Viele Menschen arbeiten heute teilweise oder dauerhaft im Homeoffice. Damit sparen sie Sprit, weil sie nicht mehr mit dem Auto ins Büro fahren müssen – gut also für die Energiewende. Oder auch nicht. Denn zu Hause verbrauchen sie umso mehr Energie fürs Heizen, fürs Kochen, auch Videocalls schlucken Extraenergie in den Rechenzentren von Microsoft, Zoom und Co. Spart die Digitalisierung nun Energie oder blasen wir damit nur noch mehr Kohlendioxid (CO2) in die Atmosphäre?
Die Antwort von Evangelos Panos macht Hoffnung. Der Forscher aus der Gruppe Energiewirtschaft am PSI hat gemeinsam mit der ehemaligen PSI-Doktorandin Lidia Stermieri und Forschenden der ETH Zürich in einem aufwendigen Rechenmodell gezeigt, dass «digitale Lifestyles» im Jahr 2050 gegenüber 2020 tatsächlich zehn bis zwanzig Prozent Energie einsparen.
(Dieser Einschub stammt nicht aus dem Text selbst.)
PR #10547, opened 2025-11-02
fix: 'shared with me' optimistic updates

salihudickson:
## Description
This PR adds optimistic state updates to documents under the 'shared with me' section, in the sidebar.

fixes: #10504

### DIFF
--- a/app/models/base/NavigableModel.ts
+++ b/app/models/base/NavigableModel.ts
@@ -2,7 +2,7 @@ import { action, computed, observable, runInAction } from "mobx";
 import { JSONObject, type NavigationNode } from "@shared/types";
 import { client } from "~/utils/ApiClient";
 import ParanoidModel from "./ParanoidModel";
-import Document from "../Document";
+import type Document from "../Document";
 
 export default abstract class NavigableModel extends ParanoidModel {
   private isFetching = false;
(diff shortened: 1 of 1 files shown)


app/models/GroupMembership.ts
```diff
@@ -47,6 +51,31 @@ class GroupMembership extends NavigableModel {
...
 
+  /**
+   * Adds the document identified by the given id to the group membership in
+   * memory. Does not add the document to the database or store.
+   *
+   * @param document The document to add.
+   * @param parentDocumentId The id of the document to add the new document to.
+   */
+  @action
+  addDocument(document: Document, parentDocumentId?: string) {
```
tommoor: Seems good but both of these inherit from `NavigableModel` so we could probably just put it there once

salihudickson: 👍🏾 sure!

salihudickson: hey @tommoor, I think this is just about ready for another review.

app/models/base/NavigableModel.ts
```diff
@@ -45,6 +46,14 @@ export default abstract class NavigableModel extends ParanoidModel {
     return this.node?.children;
   }
 
+  set documents(value: NavigationNode[] | undefined) {
```
tommoor: Any reason we can't use `@action` decorator here? Not sure if you tried

app/models/base/NavigableModel.ts
```diff
@@ -1,7 +1,8 @@
-import { computed, observable, runInAction } from "mobx";
+import { action, computed, observable, runInAction } from "mobx";
 import { JSONObject, type NavigationNode } from "@shared/types";
 import { client } from "~/utils/ApiClient";
 import ParanoidModel from "./ParanoidModel";
+import Document from "../Document";
```
tommoor:
```suggestion
import type Document from "../Document";
```

app/models/base/NavigableModel.ts
salihudickson: That was actually an oversight on my part. Fixed it 🙏🏾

Rebound-Effekte – Einsparungen an einer Stelle, welche zu mehr Verbrauch an anderer Stelle führen – werden dabei durch effizientere Technologien und Verhaltensänderungen mehr als kompensiert. «Digitalisierung löst nicht alle Probleme», sagt Panos, «aber sie unterstützt die Transformation des Energiesystems auf dem Weg zu Netto-Null-Emissionen.» Über ihre Ergebnisse berichten die Forschenden im Fachjournal Energy Policy.
Sozio-ökonomische Entscheidungen berücksichtigt
Für ihre Berechnungen hat Lidia Stemieri das STEM-Energiesystemmodell (Swiss Times Energy Systems Model) herangezogen, das von der Gruppe Energiewirtschaft am PSI in Jahren akribischer Arbeit zu einem leistungsstarken Modell für die Simulation von Energiesystemen entwickelt wurde. Sechs Millionen Gleichungen mit sechs Millionen Variablen repräsentieren das Schweizer Energiesystem und die Wechselwirkungen zwischen Technologien, Energie- und Emissionsträgern und Sektoren. Über die Gleichungen sind die Variablen in vielen Dimensionen, auch über Zeit und Raum hinweg, miteinander verknüpft. So lassen sich verschiedene Szenarien bis 2050 berechnen, also bis zu dem Jahr, wo die Schweiz energieneutral sein möchte, oder sogar darüber hinaus. «Es ist das einzige Modell, das mit einer ausgesprochen detaillierten Darstellung aller Energiesystemsektoren Entwicklungspfade für das gesamte Energiesystem der Schweiz über lange Zeiträume und mit einer sehr guten zeitlichen Auflösung abbilden kann», sagt Evangelos Panos.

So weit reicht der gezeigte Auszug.